We spoke with Roca about contemplative objects, the poetry of procedural animation, and finding spirituality in the spaces between player and screen. His work reveals how digital interactions can reframe our relationship with the material world—whether through animate furniture carrying echoes of Shaker craftsmanship, industrial processes that pulse with dark humor, or pigs wandering a desert landscape to the ethereal sounds of Nora Jones.
WARREN: Tell me about your background and professional path into game-based art. What attracted you to the space, and how did you decide on games as an expression of your creativity?
ROCA: It started during my undergrad, where I focused on studying drawing and painting. After graduating, I was doing mixed drawing and performance work, using instruction-based practices similar to the Fluxus art movement, where audience members participate in actions you've designed. Concurrently, I was working as a 3D modeler and animator. I began incorporating these 3D models into my instructions as images to guide gallery visitors in engaging with different objects.

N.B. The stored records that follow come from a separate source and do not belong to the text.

PR #2158, opened 2024-11-15
feat(withdrawals): Fixed withdrawal for EVM inflation per block

calbera:
**Summary**
- Every block we add a fixed EVM Inflation withdrawal (fixed amount, fixed address, and fixed at position 0 in the list of withdrawals)
- Not processed for use by the CL StateProcessor
- Processed by EL clients to add EVM balance of the fixed amount to the fixed address
- Enforce chain spec `MaxWithdrawalsPerBlock` is at least 2 (to allow 1 for the inflation withdrawal and 1 for validator withdrawal)
- Refactor e2e testing, chain_specs, default values

**Side Effect**:

MaxWithdrawalsPerPayload is 16 according the ETH 2.0 spec. Choosing to enforce the first withdrawal as EVM inflation withdrawal implies only 15 validator withdrawals per block are allowed at most.

**Tests**
- [x] unit test statedb.ExpectedWithdrawals (done through state processor tests for now)
- [x] unit test stateProcessor.processWIthdrawals
- [x] E2E test of EVM balance increasing every block

## Release Notes

- **New Features**
  - Introduced methods for EVM inflation address and per block minting in the chain specification.
  - Added error handling for various chain specification retrieval functions.
  - Enhanced testing capabilities with new setup functions and tests for EVM inflation.

- **Bug Fixes**
  - Improved error reporting for withdrawal discrepancies and validation failures.

- **Chores**
  - Updated dependencies and removed obsolete constants related to deposits.
  - Restructured end-to-end test configurations for better clarity and usability. 

These updates enhance the functionality, reliability, and testability of the application, particularly in relation to EVM inflation and withdrawal processes.


mod/state-transition/pkg/core/state_processor_staking.go
```diff
@@ -289,24 +310,23 @@ func (sp *StateProcessor[
 		return err
 	}
 
-	// Update the next validator index to start the next withdrawal sweep
-	//#nosec:G701 // won't overflow in practice.
-	if numWithdrawals == int(sp.cs.MaxWithdrawalsPerPayload()) {
-		// Next sweep starts after the latest withdrawal's validator index
-		nextValidatorIndex =
-			(expectedWithdrawals[len(expectedWithdrawals)-1].GetIndex() + 1) %
-				math.U64(totalValidators)
```
calbera, line 298: fixing this according to [spec](https://github.com/ethereum/consensus-specs/blob/dev/specs/capella/beacon-chain.md#new-process_withdrawals) (`.GetIndex()` is replaced by `.GetValidatorIndex()`) 

```python
if len(expected_withdrawals) == MAX_WITHDRAWALS_PER_PAYLOAD:
        # Next sweep starts after the latest withdrawal's validator index
        next_validator_index = ValidatorIndex((expected_withdrawals[-1].validator_index + 1) % len(state.validators))
```

mod/state-transition/pkg/core/state/statedb.go
```diff
@@ -283,21 +293,30 @@ func (s *StateDB[
...
-		if len(withdrawals) == int(s.cs.MaxWithdrawalsPerPayload()) {
-			break
-		}
-
 		// Increment the validator index to process the next validator.
-		validatorIndex = (validatorIndex + 1) % math.ValidatorIndex(
-			totalValidators,
-		)
+		validatorIndex++
+		validatorIndex %= math.ValidatorIndex(totalValidators)
```
abi87, line 298: q: I think the original was closer to specs? I am fine with this kind of changes, just what is the preference with BeaconKit (more or less concise)?

mod/state-transition/pkg/core/state/statedb.go
```diff
@@ -283,21 +293,30 @@ func (s *StateDB[
...
+// EVMInflationWithdrawal returns the withdrawal used for EVM balance inflation.
+//
+// NOTE: The withdrawal index and validator index are both set to 0 as they are
+// not used during processing.
+func (s *StateDB[
+	_, _, _, _, _, _, _, _, WithdrawalT, _,
+]) EVMInflationWithdrawal() WithdrawalT {
+	var withdrawal WithdrawalT
+	return withdrawal.New(
+		0,
```
abi87, line 313: the one problem I have with this choice is that 0 is a valid validator. Granted that validator index should not make a difference from the EL perspective, I still wonder if it's better, even just estetically, to pick the block proposer as validator to "withdraw minting to"

mod/state-transition/pkg/core/state_processor_genesis_test.go
```diff
@@ -24,68 +24,45 @@ import (
...
-		mocksSigner,
-		dummyProposerAddressVerifier,
-	)
-
-	// create test inputs
-	kvStore, err := initStore()
-	require.NoError(t, err)
-	beaconState := new(TestBeaconStateT).NewFromDB(kvStore, cs)
+	cs := setupChain(t, components.BetnetChainSpecType)
+	sp, st, _ := setupState(t, cs)
```
abi87, line 38: niiiiiice

mod/state-transition/pkg/core/state_processor_genesis_test.go
```diff
@@ -24,68 +24,45 @@ import (
...
 
 	var (
 		deposits = []*types.Deposit{
 			{
-				Pubkey: [48]byte{0x01},
+				Pubkey: [48]byte{0x00},
```
abi87, line 43: I avoided the 0x00 PK because I believed it was a special, invalid value, but state processor should not really do much with PK except comparing them

mod/state-transition/pkg/core/state_processor_genesis_test.go
```diff
@@ -160,53 +128,35 @@ func checkValidatorNonBartio(
...
-		execEngine,
-		mocksSigner,
-		dummyProposerAddressVerifier,
-	)
-
-	// create test inputs
-	kvStore, err := initStore()
-	require.NoError(t, err)
-	beaconState := new(TestBeaconStateT).NewFromDB(kvStore, cs)
+	cs := setupChain(t, "testnet")
```
abi87, line 131: nit: shouldn't we have a variable for "testnet", like `components.BetnetChainSpecType` above?

mod/state-transition/pkg/core/state_processor_genesis_test.go
```diff
@@ -320,9 +261,3 @@ func commonChecksValidators(
 		require.Equal(t, math.Gwei(0), val.EffectiveBalance)
 	}
 }
-
-// in genesis UTs we don't need to verify proposer address
-// (no one proposes genesis), hence the dummy implementation.
-func dummyProposerAddressVerifier(bytes.B48) ([]byte, error) {
-	return nil, nil
-}
```
abi87, line 328: genesis should not really have a proposer but I guess we don't really care here, so I am in favour of the simplification

mod/state-transition/pkg/core/state_processor_staking.go
```diff
@@ -255,18 +256,37 @@ func (sp *StateProcessor[
 		)
 	}
 
+	// Ensure the EVM inflation withdrawal is the first withdrawal.
+	if numWithdrawals == 0 {
+		return ErrNoWithdrawals
+	}
```
abi87, line 262: is this check needed? We build ExpectedWithdrawals with at least 1 withdrawal and we check the length above.
Consider dropping it

mod/state-transition/pkg/core/state_processor_staking.go
```diff
@@ -255,18 +256,37 @@ func (sp *StateProcessor[
...
+	if !expectedWithdrawals[0].GetAddress().Equals(
+		sp.cs.EVMInflationAddress(),
+	) ||
+		expectedWithdrawals[0].GetAmount() != math.Gwei(
+			sp.cs.EVMInflationPerBlock(),
+		) {
+		return ErrFirstWithdrawalNotEVMInflation
+	}
```
abi87, line 270: nit:  why don't we just use equals here? Looks like we build expected payload setting validator index to zero, but we do let withdrawals in block to set the validator differently. Granted we don't really care, I'd rather Expected and actual withdrawal to fully match.

mod/state-transition/pkg/core/state_processor_staking.go
```diff
@@ -255,18 +256,37 @@ func (sp *StateProcessor[
...
+
 	// Compare and process each withdrawal.
 	for i, wd := range expectedWithdrawals {
 		// Ensure the withdrawals match the local state.
 		if !wd.Equals(payloadWithdrawals[i]) {
 			return errors.Wrapf(
-				ErrNumWithdrawalsMismatch,
-				"withdrawals do not match expected %s, got %s",
-				spew.Sdump(wd), spew.Sdump(payloadWithdrawals[i]),
+				ErrWithdrawalMismatch,
```
abi87, line 277: is the range above correct? I would expect the indexes to be shifted all by one. Something like:
`for i:=1; i <expectedWithdrawals; i++`
In this way we also simplify the loop, since we don't need to test for i==0

abi87 (commented):
some nits, questions and comments, have not finished the review.

mod/chain-spec/pkg/chain/chain_spec.go
```diff
@@ -207,14 +218,27 @@ func NewChainSpec[
...
+// validate ensures that the chain spec is valid, returning error if it is not.
+func (c *chainSpec[
+	DomainTypeT, EpochT, ExecutionAddressT, SlotT, CometBFTConfigT,
+]) validate() error {
+	if c.MaxWithdrawalsPerPayload() <= 1 {
+		return ErrInsufficientMaxWithdrawalsPerPayload
+	}
+
+	// TODO: Add more validation rules here.
+	return nil
```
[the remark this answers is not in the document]
calbera: I think both of these can be the 0 values, no other validation needed. (InflationAddress can be the zero address, Inflation per block can be 0)

mod/config/pkg/spec/testnet.go
```diff
@@ -122,6 +122,12 @@ func BaseSpec() chain.SpecData[
...
 		BytesPerBlob:                     131072,
 		KZGCommitmentInclusionProofDepth: 17,
-		CometValues:                      cmtConsensusParams,
+		// Comet values.
+		CometValues: cmtConsensusParams,
+		// Berachain values.
+		EVMInflationAddress: common.NewExecutionAddressFromHex(
+			"0x6942069420694206942069420694206942069420",
+		),
+		EVMInflationPerBlock: 10e9,
```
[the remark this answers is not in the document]
calbera: These are completely arbitrary values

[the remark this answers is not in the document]
calbera: It's really chain dependent

mod/state-transition/pkg/core/state/statedb.go
```diff
@@ -226,6 +233,11 @@ func (s *StateDB[
 
 	// Iterate through indices to find the next validators to withdraw.
 	for range bound {
+		// Cap the number of withdrawals to the maximum allowed per payload.
+		if uint64(len(withdrawals)) == s.cs.MaxWithdrawalsPerPayload() {
```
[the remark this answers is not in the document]
calbera: yeah agreed I can remove this change since I changed the bound to at least 2

mod/state-transition/pkg/core/state/statedb.go
calbera: yeah originally was exactly from spec I can keep it that way, minimize the diff for now

mod/state-transition/pkg/core/state/statedb.go
calbera: I chose 0 to explicitly state its not for use downstream. We can create a uint64 constant `EVMInflationWithdrawalIndex` and `EVMInflationWithdrawalValidatorIndex` if something like that is more clear

mod/state-transition/pkg/core/state_processor_genesis_test.go
calbera: yea just keeping it consistent with validator index for now

mod/state-transition/pkg/core/state_processor_staking.go
calbera: would agree that the validation should just be for all, as we don't need special check for i==0.

mod/state-transition/pkg/core/state_processor_genesis_test.go
calbera: Right now anything thats not from one of these:
```golang
	DevnetChainSpecType = "devnet"
	BetnetChainSpecType = "betnet"
	BoonetChainSpecType = "boonet"
```
will default to the `TestnetChainSpec()`. I'm personally okay with this for now. We could maybe rename this to `LocalnetChainSpec()` if you like.

mod/config/pkg/spec/testnet.go
```diff
@@ -122,6 +122,17 @@ func BaseSpec() chain.SpecData[
...
 		KZGCommitmentInclusionProofDepth: 17,
-		CometValues:                      cmtConsensusParams,
+		// Comet values.
+		CometValues: cmtConsensusParams,
+		// Berachain values.
+		//
+		// Expected address of the BGT contract on the bArtio testnet.
+		EVMInflationAddress: common.NewExecutionAddressFromHex(
+			"0x289274787bAF083C15A45a174b7a8e44F0720660",
+		),
```
fridrik01, line 132: I don't [see this contract](https://bartio.beratrail.io/address/0x289274787bAF083C15A45a174b7a8e44F0720660) on bArtio, but its [listed in the cArtio](https://github.com/berachain/subgraphs-monorepo/blob/11530b554224ea6d3dd2448bb34369553d093e12/config/cartio.json#L27) config. Are we expecting this contract to be deployed on bArtio?

mod/state-transition/pkg/core/state/statedb.go
```diff
@@ -251,7 +233,7 @@ func (s *StateDB[
 
 	// Iterate through indices to find the next validators to withdraw.
 	for range bound {
-		validator, err = s.ValidatorByIndex(validatorIndex)
+		validator, err = s.ValidatorByIndex(validatorIndex) // 0
```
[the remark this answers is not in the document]
fridrik01: This seems like a false positive, according to [go spec](https://go.dev/ref/spec#For_statements) this syntax should be valid, though I haven't often seen it.

mod/state-transition/pkg/core/state_processor_staking.go
```diff
@@ -308,24 +299,26 @@ func (sp *StateProcessor[
...
 			return err
 		}
 		nextValidatorIndex += math.ValidatorIndex(
 			sp.cs.MaxValidatorsPerWithdrawalsSweep())
 		nextValidatorIndex %= math.ValidatorIndex(totalValidators)
+		return st.SetNextWithdrawalValidatorIndex(nextValidatorIndex)
 	}
 
-	return st.SetNextWithdrawalValidatorIndex(nextValidatorIndex)
+	return nil
```
fridrik01, line 323: If `numWithdrawals == 0`, should that not be an error as we expected to have always the EVM inflation withdrawal first?

fridrik01 (commented):
Lacking some context still, but left a few minor comments

mod/config/pkg/spec/testnet.go
calbera: Yes, making this more explicit. BaseSpec should be defaults, which will be used by e2e. For boonet, will set this specifically to BGT address `0x289274787bAF083C15A45a174b7a8e44F0720660`

mod/state-transition/pkg/core/state_processor_staking.go
calbera: Agree that we should error if numWithdrawals == 0.

mod/state-transition/pkg/core/state_processor.go
```diff
@@ -301,7 +301,7 @@ func (sp *StateProcessor[
 		return err
 	}
 
-	if err := sp.processWithdrawals(st, blk); err != nil {
+	if err := sp.processWithdrawals(st, blk.GetBody()); err != nil {
```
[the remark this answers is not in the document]
calbera: fixed

mod/state-transition/pkg/core/state_processor_staking.go
```diff
@@ -258,34 +258,24 @@ func (sp *StateProcessor[
...
-		if !wd.Equals(payloadWithdrawals[0]) {
-			return fmt.Errorf(
-				"minting withdrawal does not match expected %s, got %s",
-				spew.Sdump(wd), spew.Sdump(payloadWithdrawals[0]),
-			)
-		}
-
-		// No processing needed.
-		return nil
-	}
```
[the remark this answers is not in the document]
calbera: done

mod/chain-spec/pkg/chain/chain_spec.go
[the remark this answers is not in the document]
nidhi-singh02: adding a comment in code would really help here.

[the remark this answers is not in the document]
calbera: done

mod/chain-spec/pkg/chain/chain_spec.go
```diff
@@ -207,14 +218,29 @@ func NewChainSpec[
...
+func (c *chainSpec[
+	DomainTypeT, EpochT, ExecutionAddressT, SlotT, CometBFTConfigT,
+]) validate() error {
+	if c.MaxWithdrawalsPerPayload() <= 1 {
+		return ErrInsufficientMaxWithdrawalsPerPayload
+	}
+
+	// EVM Inflation values can be zero or non-zero, no validation needed.
+
+	// TODO: Add more validation rules here.
```
abi87, line 242: yes, good we have the scaffolding to do this rn.
Note: these checks may be fork dependent too

mod/config/pkg/spec/special_cases.go
```diff
@@ -31,8 +29,10 @@ const (
...
 )
 
-const ( // Planned hard-fork upgrades on boonet.
+// Planned hard-fork upgrades on boonet.
+const (
 	BoonetFork1Height uint64 = 69420
 
-	BoonetFork2Height uint64 = math.MaxUint64
+	// TODO: modify this to be the actual fork height. Avoid overflow.
+	BoonetFork2Height uint64 = 99999999999999
```
abi87, line 37: I'll check the rest of the code, but I am surprised we ever overflow.
Like I don't expect much to be done with fork than comparison.
In UTs we can always use a network where fork is not active to be sure we're safe

calbera: The overflow was happening in tests. Because simulating the slot after the fork upgrade

mod/state-transition/pkg/core/state_processor_staking.go
```diff
@@ -203,25 +208,31 @@ func (sp *StateProcessor[
 		return err
 	}
 	numWithdrawals := len(expectedWithdrawals)
+	if sp.cs.DepositEth1ChainID() == spec.BoonetEth1ChainID &&
+		slot >= spec.BoonetFork2Height {
+		// Enforce that there is at least one withdrawal for EVM inflation.
+		if numWithdrawals == 0 {
+			return ErrZeroWithdrawals
+		}
```
abi87, line 216: This is an extra check on a state that we control. I don't believe it is necessary, but I am fine keeping this as is, at least until we have properly validated all genesis and chain specs.

mod/state-transition/pkg/core/state_processor_staking.go
```diff
@@ -203,25 +208,31 @@ func (sp *StateProcessor[
 		return err
 	}
 	numWithdrawals := len(expectedWithdrawals)
+	if sp.cs.DepositEth1ChainID() == spec.BoonetEth1ChainID &&
+		slot >= spec.BoonetFork2Height {
+		// Enforce that there is at least one withdrawal for EVM inflation.
+		if numWithdrawals == 0 {
```
abi87, line 214: nit: `stateWithdrawals` or `expectedWithdrawals` instead on `numWithdrawals`?

calbera: `numWithdrawals` is derived from length of `expectedWithdrawals`.

mod/state-transition/pkg/core/state_processor_staking.go
abi87: No wait, this is not useless. We should require that we have at least one withdrawal not only on Boonet post fork2 but also in any network that is not Bartio and Boonet pre fork 2 (like the starting with main and ending with net).
Also for this network, we need block building logic to duly include the EVM inflation withdrawal, which I do not think we currently do.

mod/state-transition/pkg/core/state/statedb.go
```diff
@@ -228,6 +219,12 @@ func (s *StateDB[
 		return withdrawals, nil
 	}
 
+	if s.cs.DepositEth1ChainID() == spec.BoonetEth1ChainID &&
+		slot.Unwrap() >= spec.BoonetFork2Height {
```
abi87, line 223: I think this is wrong.
We should add the inflation withdrawal by default and do only two exceptions:
- Bartio
- Boonet pre Fork 2

Instead here any network that is not Cartio post fork 2 won't make the inflation withdrawal, which I think it's wrong

mod/config/pkg/spec/special_cases.go
```diff
@@ -20,19 +20,19 @@
 
 package spec
 
-import "math"
-
 // Special cased Bartio for some ad-hoc handling due to the way
 // some bugs were handled on Bartio. To be removed.
 const (
-	BartioChainID uint64 = 80084
+	BartioChainID = TestnetEth1ChainID
```
abi87, line 26: nit: I avoided doing that because I was not sure Bartio was our testnet really. This is fine with me as long as we have no plans to change `TestnetEth1ChainID` to make it point to a different network

mod/config/pkg/spec/special_cases.go
abi87: We just have to be careful that we don't accidentally activate this fork in tests. I think the value you pick is fine

mod/config/pkg/spec/special_cases.go
calbera: tbh its not really worth having both "Bartio" and "Testnet" in the code when they refer to the same thing

calbera:
https://github.com/coderabbitai pause

abi87 (approved):
LGTM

Then I started thinking: what if the instructions lived with these 3D models, rather than remaining analog instruction-based works? That's where I started making games. The first game in the exhibition, My Easy Shaker Yolk Face, came directly from that thought - what if I joined these instructional works in a game engine environment?
It was a natural progression. I had the 3D modeling skills and programming experience from my day job, while my art practice was more conceptual and instruction-based. Once I combined the two, moving into games as a creative practice made perfect sense.
WARREN: The Fluxus movement seems to be a common touchpoint for people bridging the gap from non-digital art practices to engage with broader questions around play and interactivity. Could you tell me more about your interactions with that movement?
ROCA: For a while, I didn't think I was making games—I thought I was making conceptual instructional works in the footsteps of artists like Yoko Ono. Her pieces were very inspiring to me. She has one work called TUNAFISH SANDWICH PIECE where you look at the sun a certain number of times, and then after you've looked at the sun for that duration, you make a tuna fish sandwich and eat it. These conceptual artworks, part of the Fluxus movement, bridge the gap between play and what might be thought of as high art or fine art. They suggest that any action somebody undertakes could be considered artful if it's designed, instructed, or followed through with intentionality.
That's what games allow - a very intentional experience over a set duration. The Fluxus notion of play involves experimenting with both actions and language. I think of Yoko Ono and many Fluxus artists as playing with language and treating it as a space for experimentation. I see a direct line to the game engine - for my work, the game engine feels like what language was for Yoko Ono's work.
WARREN: There's an invitation there for people to experience the work. From an instructional design standpoint, what did you notice about how Fluxus artists constructed their designs and situated their instructions? What kind of experience were they hoping people would have?*
ROCA: The structuring of experience to create unexpected relationships between things plays a large role in my work. Take that TUNAFISH SANDWICH PIECE example—in language, she draws this connection between the sun and the sandwich, which gets you thinking about relationships. How the sun provides energy to things in the ocean that the tuna fish is eating, and then you're joining that into your own biological systems by consuming the sandwich. These instructions verge on the absurd, but when those juxtapositions are made, you get new kinds of meaning-making that create new potentials to relate different objects to each other.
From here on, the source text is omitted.